The Ethical Spectacle, May 1995, http://www.spectacle.org

Senator Helms and Murder

In the U.S. Senate today is a man, Senator Jesse Helms of North Carolina, who should be called upon to answer the following question: "Senator, is murder an acceptable tactic in foreign policy?"

In a December 7, 1994 article profiling the Senator, the New York Times said:

For Mr. Helms, the devil lived down in Latin America during the 1980's. The Senator and his staff aimed to fight him. They became a crucible of American support for the far right wing: politicians linked to death squads in El Salvador; the Guatemalan military, which killed thousands of people suspected of ties to the left; Honduran military intelligence; the Argentine junta; and other violently authoritarian governments of the era.

According to the article, Senator Helms aided Roberto D'Aubuisson and his ARENA party, a Salvadorean politician in command of the death squads, by disclosing a secret CIA plan to support Jose Napoleon Duarte, D'Aubuisson's centrist opposition in an election. As a result, enraged D'Aubuisson supporters plotted to kill U.S. Ambassador Thomas Pickering. Mr. Helms sent a letter to these partisans that said:

Ambassador Pickering has been the leader of the death squads against democracy. Mr. Pickering has used his diplomatic capacity to strangle liberty during the night.

Senator Helms was censured by the Senate for conducting his own foreign policy. Luckily, Ambassador Pickering escaped murder.

If you don't remember, El Salvador is the country where death squads gunned down the Archbishop, raped and murdered three American nuns and a lay worker, and shot two visiting U.S. labor officials during the '80's; more recently, several priests, their housekeeper and her daughter were gunned down in their home. These are only the crimes that garnered international attention; they took place against a background of the constant torture and murder of anyone seen opposing the regime, including Catholic priests and human rights advocates. My source for the following is Phillip Berryman, Stubborn Hope: Religion, Politics and Revolution in Central America(New Press, 1994):

One priest reported seeing D'Aubuisson tell a rally that after winning they would have to "take care of this archbishop, these Jesuits, these other priests and especially these foreigners who are ruining the minds of our children. And if the gringos want to help the communists and cut military aid, we didn't need military aid in 1932. If we had to kill 30,000.....in 1932, we'll kill 250,000 today."

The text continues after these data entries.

PR #2849, opened 2020-12-12
Add parsing of MSBuild SDK dependencies (NuGet)

### LINKED ISSUE #2839: Support MSBuild SDK packages specified in csproj
Currently, Dependabot only looks for `<PackageReference>`, `packages.config` and similar items used to consume packages to be referenced by a project.

However, it is also possible to consume a NuGet package containing an MSBuild SDK, and this does not use such references.
Instead, there are two ways of consuming `Awesome.Sdk 1.2.3`:
1. In the project file, use:

   ```xml
   <Project Sdk="Awesome.Sdk/1.2.3">
   ```

   the MSBuild SDK resolver will then look for a NuGet package `Awesome.Sdk` at version 1.2.3.
2. In the project file, use:

   ```xml
   <Project Sdk="Awesome.Sdk">
   ```

   and in `global.json`, have:

   ```json
   {
     "msbuild-sdks": {
       "Awesome.Sdk" : "1.2.3",
       "Another.Pretty.Good.Sdk": "5.0.0"
     }
   }
   ```

   (making it easier to synchronize the SDK versions across multiple projects).

Either way, the `Sdk` project attribute can contain multiple SDK names, separated by `;`, and while the version can be a pre-release (so `Awesome.Sdk/1.2.4-beta.do.not.use` is valid), it has to be a specific version (so no range syntax or `*`).

Zastai:
This adds the three ways to specify an MSBuild SDK reference inside a project file, including test cases for each (parsing and updating).

Intended to fix #2839 

Note: I'm new to Ruby, but do have access to the JetBrainz IDEs, which has helped. So please forgive novice code issues.


Zastai:
Hmm - looks like I missed that while the actual tests pass, the coverage is complaining about a 0.02% drop.
Will see what I can do about that.

Zastai:
Not a lot, it seems. Well, I could remove two existing-but-unused methods (`declaration_nodes` in the two finders), but that has nothing to do with what this PR is about, so seems like the wrong way to go.

Zastai:
Would be nice to get some feedback on this...

jurre:
Thanks for doing this work @Zastai, I'll try to make some time next week to thoroughly review this and get a bit more familiar with MSBuild SDK references. Just wanted to let you know that we appreciate the contribution.

japj:
Hello, great to see this (I recently “discovered” dependabot).
We have been building our own MSBuild Sdk for a while now and we actually use a different way to specify the sdk version (that is documented in the link you provided https://docs.microsoft.com/en-us/visualstudio/msbuild/how-to-use-project-sdk)

The global.json can have an msbuild-sdks section that can be modified to “upgrade” the sdk for all csproj files that use that sdk:

```
{
    "msbuild-sdks": {
        "My.Custom.Sdk": "5.0.0",
        "My.Other.Sdk": "1.0.0-beta"
    }
}

```

so in that case, just modifying the global.json is enough.
Could you perhaps add that behavior to this PR?

japj:
Sorry, I just read #2839 where you mention that global.json support is already in?

Zastai:
That was the plan - but then I found that global.json already had that behaviour: https://github.com/dependabot/dependabot-core/blob/3bca853184b6a345fbee4a4cf2e9d57072ebe90b/nuget/lib/dependabot/nuget/file_parser/global_json_parser.rb#L23

Zastai:
@jurre Any update?

Zastai:
@jurre
It has now been 8 months since I created this PR. Would be nice to get this properly reviewed.

Zastai:
We're rapidly approaching this PR's one year anniversary...
Any chance of a review, @jurre?

nuget/lib/dependabot/nuget/file_updater/project_file_declaration_finder.rb
```diff
@@ -95,6 +111,80 @@ def declaring_file
...
+          sdk_strings(SDK_IMPORT_REGEX, "Import", "Sdk", "Version")
+        end
+
+        # rubocop:disable Metrics/PerceivedComplexity
+        def sdk_project_strings
+          dep_name = dependency_name&.downcase
+          dep_version = declaring_requirement.fetch(:requirement)
+          strings = []
+          declaring_file.content.scan(SDK_PROJECT_REGEX).each do |string|
+            xml = string
```
jurre, line 125:
```suggestion
          declaring_file.content.scan(SDK_PROJECT_REGEX).each do |xml|
```

nuget/lib/dependabot/nuget/file_updater/project_file_declaration_finder.rb
```diff
@@ -95,6 +111,80 @@ def declaring_file
...
+        end
+
+        # rubocop:disable Metrics/CyclomaticComplexity
+        # rubocop:disable Metrics/PerceivedComplexity
+        def sdk_strings(regex, element_name, name_attribute, version_attribute)
+          dep_name = dependency_name&.downcase
+          dep_version = declaring_requirement.fetch(:requirement)
+          strings = []
+          declaring_file.content.scan(regex).each do |string|
+            xml = string
```
jurre, line 163:
```suggestion
          declaring_file.content.scan(regex).each do |xml|
```

nuget/lib/dependabot/nuget/file_updater/project_file_declaration_finder.rb
```diff
@@ -95,6 +111,80 @@ def declaring_file
...
+          dep_name = dependency_name&.downcase
+          dep_version = declaring_requirement.fetch(:requirement)
+          strings = []
+          declaring_file.content.scan(SDK_PROJECT_REGEX).each do |string|
+            xml = string
+            xml += "</Project>" unless string.end_with?("/>")
+            node = Nokogiri::XML(xml)
+            node.remove_namespaces!
+            element = node.at_xpath("/Project")
+            next unless element
```
jurre, line 130: There's some duplication between this and [the block in `#sdk_strings`](https://github.com/dependabot/dependabot-core/pull/2849/files#diff-fa02b4ba56ca051e40b58c9152d7796a54f9f2f017a304fc911a7edb41aee838R164-R168), could it be worth extracting a helper method?

nuget/lib/dependabot/nuget/file_parser/project_file_parser.rb
```diff
@@ -50,6 +55,63 @@ def dependency_set(project_file:)
...
+
+        def add_sdk_refs_from_import_tags(doc, dependency_set, project_file)
+          doc.xpath("/Project/Import").each do |import_node|
+            next unless import_node.attribute("Sdk") && import_node.attribute("Version")
+
+            name = import_node.attribute("Sdk")&.value&.strip
+            version = import_node.attribute("Version")&.value&.strip
+
+            dependency =
+              build_dependency(name, version, version, nil, project_file)
```
jurre, line 88:
```suggestion
            dependency = build_dependency(name, version, version, nil, project_file)
```

We relaxed some linter rules a while ago. This is not important but I find it slightly easier on the eyes, feel free to ignore though.

nuget/lib/dependabot/nuget/file_parser/project_file_parser.rb
```diff
@@ -50,6 +55,63 @@ def dependency_set(project_file:)
...
+
+        def add_sdk_refs_from_sdk_tags(doc, dependency_set, project_file)
+          doc.xpath("/Project/Sdk").each do |sdk_node|
+            next unless sdk_node.attribute("Version")
+
+            name = sdk_node.attribute("Name")&.value&.strip
+            version = sdk_node.attribute("Version")&.value&.strip
+
+            dependency =
+              build_dependency(name, version, version, nil, project_file)
```
jurre, line 110:
```suggestion
            dependency = build_dependency(name, version, version, nil, project_file)
```

We relaxed some linter rules a while ago. This is not important but I find it slightly easier on the eyes, feel free to ignore though.

nuget/lib/dependabot/nuget/file_updater/project_file_declaration_finder.rb
```diff
@@ -95,6 +111,80 @@ def declaring_file
...
+              next unless parts.length == 2
+              next unless parts[0]&.downcase == dep_name
+              next unless parts[1] == dep_version
+
+              strings << sdk_reference
+            end
+          end
+          # Drop duplicates, to avoid potential issues with repeated replacements (e.g. upgrading Foo/1.0.0-beta to
+          # Foo/1.0.0-beta.2). However, that turns the empty array into nil.
+          strings.uniq! || []
```
jurre, line 148:
```suggestion
          strings.uniq
```

The `uniq!` version of the method mutates the array in-place, but since we're returning the value it's fine to return a new instance, and this so called "non bang" version of the method does not return an empty array into nil.

nuget/lib/dependabot/nuget/file_updater/project_file_declaration_finder.rb
```diff
@@ -95,6 +111,80 @@ def declaring_file
...
+        end
+        # rubocop:enable Metrics/PerceivedComplexity
+
+        def sdk_sdk_strings
+          sdk_strings(SDK_SDK_REGEX, "Sdk", "Name", "Version")
+        end
+
+        # rubocop:disable Metrics/CyclomaticComplexity
+        # rubocop:disable Metrics/PerceivedComplexity
```
jurre, line 157: I think there might be some room to extract certain parts of this into separate methods, the linter things the complexity of this method is too high and I kind of agree that it's a little hard to follow.

I do also understand that you've submitted this PR a really long time ago and you might not have an appetite to dig back in and refactor things, but it would be appreciated if we can clean this up a little and reduce the complexity of the method a little.

jurre (commented):
Overall these changes look good, I have made some mostly superficial suggestions regarding readability and rubyisms.

I am not super familiar with how the newly added functionality is typically used in NuGet so I'm having somewhat of a hard time reviewing for correctness.

I think @xlgmokha has some more experience on this so I would love to get his eyes on this as well.

Do you happen to have a sample project I could test this end-to-end on?

Apologies for the slow response on this on my part, it definitely fell through the cracks a couple of times and going to try to land this ASAP.

Zastai:
I should be able to make a recipe for setting up an otherwise-empty project with each form of reference, if that suits.
All it would need is an installed .NET SDK (or .NET Core SDK).

nuget/lib/dependabot/nuget/file_updater/project_file_declaration_finder.rb
Zastai: Applied

nuget/lib/dependabot/nuget/file_updater/project_file_declaration_finder.rb
Zastai: Applied

nuget/lib/dependabot/nuget/file_updater/project_file_declaration_finder.rb
Zastai: Will have a look

nuget/lib/dependabot/nuget/file_parser/project_file_parser.rb
Zastai: Applied (to all 3 such splits)

nuget/lib/dependabot/nuget/file_updater/project_file_declaration_finder.rb
Zastai: Applied

nuget/lib/dependabot/nuget/file_updater/project_file_declaration_finder.rb
Zastai: Actually, I'm having to revert this - `string` needs to be used unchanged afterwards, while `xml` potentially gets modified.

nuget/lib/dependabot/nuget/file_updater/project_file_declaration_finder.rb
Zastai: This has been refactored, with several ignore-complexity comments removed.

nuget/lib/dependabot/nuget/file_updater/project_file_declaration_finder.rb
Zastai: Done

Zastai:
I think I addressed all your remarks, @jurre.

Sample projects are present as fixtures, but in order to set up a repo for "real" testing, here are the recipes.

## Recipes

Each recipe starts from an empty directory and sets up a dependency on an old version of an SDK package I maintain (`MetaBrainz.Build.Sdk`).
Dependabot should suggest an update for it.

### A. Using global.json (already supported by dependabot)
1. Create a `.csproj` file (name can be chosen freely) containing
   ```
   <Project Sdk="MetaBrainz.Build.Sdk">
   </Project>
   ```
2. Create a `global.json` file containing
   ```
   {
     "msbuild-sdks": {
       "MetaBrainz.Build.Sdk" : "1.0.0"
     }
   }
   ```

### B. Using a version specifier in the Project tag (1)
1. Create a `.csproj` file (name can be chosen freely) containing
   ```
   <Project Sdk="MetaBrainz.Build.Sdk/1.0.0">
   </Project>
   ```

### C. Using a version specifier in the Project tag (2)
This is the same case as B, but it checks for support for multiple SDK specifications.
1. Create a `.csproj` file (name can be chosen freely) containing
   ```
   <Project Sdk="Microsoft.NET.Sdk;MetaBrainz.Build.Sdk/1.0.0">
   </Project>
   ```

### D. Using an Sdk tag
1. Create a `.csproj` file (name can be chosen freely) containing
   ```
   <Project>

     <Sdk Name="MetaBrainz.Build.Sdk" Version="1.0.0" />

   </Project>
   ```

### E. Using an Sdk attribute on an Import tag
1. Create a `.csproj` file (name can be chosen freely) containing
   ```
   <Project>

     <Import Sdk="MetaBrainz.Build.Sdk" Project="Defaults.props" Version="1.0.0" />
     <Import Project="CSharp.props" Version="1.0.0" Sdk="MetaBrainz.Build.Sdk" />

     <Target Name="Dummy" />

   </Project>
   ```

nuget/lib/dependabot/nuget/file_updater/project_file_declaration_finder.rb
jurre: fwiw string will also get modified:

```ruby
irb(main):004:0> string = "foo"
irb(main):005:0> xml = string
irb(main):006:0> xml << "x"
=> "foox"
irb(main):007:0> string
=> "foox"
```

Zastai: It would if I used `<<`, but I use `xml +=` and it's my understanding that that creates a new string.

D'Aubuisson is said to have personally ordered the murder of Archbishop Romero in 1980, the day after he preached a sermon calling for an end to the killing.

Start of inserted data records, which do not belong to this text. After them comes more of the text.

PR #2872, opened 2020-12-15
go_modules: fix test warning 🩹 

thepwagner:
Don't `expect().not_to raise_error(SpecificError)`, since that masks all other potential errors.


fatih (approved):
Looks good to me 👍🏼

jurre (approved):
Thanks! We should set up a linter for this

PR #2873, opened 2020-12-15
go_modules: GitDependenciesNotReachable.urls are repos, not module paths

thepwagner:
In https://github.com/dependabot/dependabot-core/pull/2791 we added a test for unreachable dependencies that aren't located at the repository root. 

At the time it was assumed that since the user wrote `github.com/thepwagner/my-awesome-repo/v2` that was the best "dependency URL" to return with errors. Since introducing [updates from private GitHub repositories](https://github.blog/changelog/2020-12-02-dependabot-version-updates-from-private-github-repositories/) it has become clear that recording the problematic repository is a better solution than the exact path.

This PR adjusts the behaviour so only the base repository URL (e.g. `github.com/${owner}/${repo}`) is raised in the error for unreachable git dependencies.


jurre (approved):
Nice one 👍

D'Aubuisson is dead today, of cancer, leaving behind him the question why we have a man in public life in the U.S. who supported him to the extent of disclosing secret C.I.A. activity. If Senator Helms were asked the question, would he claim that D'Aubuisson was not a murderer? Or admit that he was, but claim that he, Helms, didn't know at the time? Or does Senator Helms, in his heart, believe that murder is a justifiable tactic in foreign affairs? And if so, why do we tolerate him?